マリリンはその後に火、水、風魔法を使えるようになった。

光魔法はまだだったが、他の魔法を使えるようになったので学院に戻れることになった。


学院に戻ると、どこからともなく広がった噂で、マリリンが魔法が使えるようになったと皆が知れ渡っていた。

これまで簡単な魔法も使えないと馬鹿にする者もいたが、それらの視線は一蹴され羨望の眼差しとなった。

マリリンは学院のただの学生でありながら、頂点のような存在となった、今まで扱いに困っていた教師たちも持て囃すようになり、マリリンは人生を謳歌していた。

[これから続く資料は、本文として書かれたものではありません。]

PR #6162, opened 2018-01-24
log error message when no topic could be selected for kafka output

crazyvikas23:
When kafka is selected as output and `topic` key is absent from kafka configuration and a topic could not be selected from the list of topics provided by `topics` key, no error message is shown. This commit fixes adn

### DIFF
--- a/libbeat/outputs/kafka/client.go
+++ b/libbeat/outputs/kafka/client.go
@@ -1,6 +1,7 @@
 package kafka
 
 import (
+	"errors"
 	"fmt"
 	"sync"
 	"sync/atomic"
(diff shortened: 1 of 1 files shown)


karmi:
Hi @crazyvikas23, we have found your signature in our records, but it seems like you have signed with a different e-mail than the one used in yout Git [commit](https://github.com/elastic/beats/pull/6162.patch). Can you please add both of these e-mails into your Github profile (they can be hidden), so we can match your e-mails to your Github profile?

crazyvikas23:
@karmi  fixed the commit to contain my github email address

kvch:
jenkins test it

urso:
Thanks for improving the error handling.

PR #6673, opened 2018-03-27
Set `status` as default metricset in Apache module

ruflin:
The metricset config was removed from the short config as there is only 1 metricset anyway. No need for the user to configure this.

### DIFF
--- a/metricbeat/docs/modules/apache.asciidoc
+++ b/metricbeat/docs/modules/apache.asciidoc
@@ -6,7 +6,7 @@ This file is generated! See scripts/docs_collector.py
 == Apache module
 
 This module periodically fetches metrics from https://httpd.apache.org/[Apache
-HTTPD] servers.
+HTTPD] servers. The default metricset is `status`.
 
 [float]
 === Compatibility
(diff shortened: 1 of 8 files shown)


metricbeat/docs/modules/apache.asciidoc
```diff
@@ -6,7 +6,7 @@ This file is generated! See scripts/docs_collector.py
 == Apache module
 
 This module periodically fetches metrics from https://httpd.apache.org/[Apache
-HTTPD] servers.
+HTTPD] servers. The default metricset is `namespace`.
```
jsoriano: Defalt metricset is status :)

ruflin: copy/paste :-( Fixed.

metricbeat/module/apache/_meta/config.yml
```diff
@@ -1,5 +1,4 @@
 - module: apache
-  metricsets: ["status"]
   period: 10s
 
   # Apache hosts
```
andrewkroh: I think we could drop the "Apache hosts" comment. It really doesn't any new info IMO.

ruflin: host comment removed and also period removed.

PR #6674, opened 2018-03-27
Set default metricset in zookeeper module

jsoriano:
See #6668


jsoriano:
Docs and reference config updated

魔法が使えるようになって、カルディア夫人と訪れる先々で歓待を受け、光魔法の後継者として各分野の重鎮と顔合わせもし、自分が本当に偉い人間になった気がして得意げになっていた。


どこへ行っても『金色の聖女』と呼ばれ傅かれる。

最高に良い気分だった。


「番は見つかられましたか?」


この話題を持ち出されるのが1番嫌い。

面倒で仕方ない。

毎回、毎回『相手は誰か分かっているんですけどぉ〜、婚約はしていませ〜ん。どうして? それは…私には分かりません。しくしく』これがお決まりの会話、この2年ずっと言ってるんだから今更同じセリフ言わせないでよ!


暇なのか根掘り葉掘り聞かれる。

相手は誰だ? そんなの…ディーンシュト・ヴォーグだってはっきりこっちだって言いたいわよ! だけど言っちゃダメって言われているから…。

え? 誰に? 魔法省の人に!

詳しく魔法刻印のことは他人に言っちゃダメなんだって、はぁーーー、面倒。もう、いっその事、そう書いて貼り出しておいてくれないかな?




「例の担当者はどうした?」

「それが辞めてしまっていました」

「辞めた? どういう事だ?」

「母親の体調が悪いのでと休暇を取っていたのだが、更に悪化して結局退省して実家に帰ったそうだ」

「話が聞けないのは残念だな。だが、そんな状況では無理に呼び戻すのも気がひけるか…」


「いや、まあそうなんだが…、人を送って話を聞かせに行っている。それと、もう一度確認を取るために別の人間を向わせようかとも思っている」

「そうだな、それが良いかもしれないな。念の為2人以上で確認してくれ」

「分かった」


「そう言えばビーバー嬢は火、水、風の魔法は使えるようになったとか、間違いないか?」

「ああ、そうらしい。光魔法はまだらしいがな」

「そうか…。そう言えばウェストン魔術師長の見解はどうだった?」

「ああ、ビーバー嬢の魔力量で4種類の魔法の行使が可能かどうかの話か?

まあ結論から言えば、今まで確認はされなかった。ただ、目の前にいるのならそれが事実だってさ。ハイブリッドな魔力の持ち主が現れた、新しい歴史が作られたんじゃないか?って事らしい」

「あー、そうだな。現実にいるのなら認めるしかないって事か。はぁー、どっちも手詰まりだな。それと、魔法刻印の変質については過去に事例があったか?」

「これに関してはあった。ただ、ディーンシュトと同じ状態だ。ベースの紋様は同じで…一部の模様が変化したというより、模様がハッキリしたと言った方が正しい、そんな感じだ。ディーンシュトも丸っぽく見えていた部分がハッキリした模様になった、これは過去に8例あった。三角に見えていた部分が鷲っぽくなったとか、円だと思っていたのが波の模様に見えたとかね。ただいずれも番にも同じ反応が見られたり、後から現れた番には最初から変化した模様が現れたりした。つまり最終的には同じ紋様だって事だ」

「そうか、例外はないんだな?」

「ああ、なかった。ただな…この件に関しても前例がなかっただけで、今回が初の事例となることは否定できないとさ」

「くっそ! 決定打なしか」


「ヴォーグ伯爵家からもビーバー男爵家からも 番についての問い合わせが来ている」

「当然だな、もうすぐ卒業だ。どうしたものか…」


時間はあっという間に過ぎ去り、ディーンシュトもマリリンも卒業の時期となっていた。卒業すればそれぞれの将来を明確にしなければならない。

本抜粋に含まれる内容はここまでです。